Collected data:
PR #914, opened 2025-11-28
Run selfhosted runner on reserved GPU

fzimmermann89:
as suggested by Florian in May.

This should skip some of the long running jobs on the cluster -- as long as AG Schwabe is not also using all of the reserved GPUs.


ckolbPTB:
superceded by #920 

These changes were already implemented on the uncommited code version on the HPC

PR #916, opened 2025-12-01
Reduce dependabot github action update frequency

fzimmermann89:
these updates are not urgent and regulary break our CI, lets do them less frequently, and properly check if the updates change anything before merging.

kind of a follow up to #913


schuenke (approved):
The jump from daily to quarterly is quite big, but as you said, these updates are usually not very urgent and thus it would be fine for me. 

Still, monthly might be an option as well. What do you think @ckolbPTB @fzimmermann89

PR #922, opened 2025-12-21
Remove DcfData and QData

ckolbPTB:
We always need the `DensityCompensationOp` rather than the `DcfData`, so it makes more sense to create the operator directly rather than doing it as a two-step approach.

`QData` is currently not used anywhere and currently has very limited Dicom support. Better to use `IData` for all data in image space including coil sensitivity maps and parametric maps.


fzimmermann89:
Fun fact: I am actually using DCFData -- for one dataset with a somlicated 3D spiral, there exists a precalucated DCF as part of the dataset. And I use DCFData to subset along the batch dimension... 

But in general, I agree and we should get rid off this.

ckolbPTB:
Superseded by #982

_What you should do_
Determine the number of lines in the entries that hold the string "QData"; write that number and nothing else.

_The answer_
2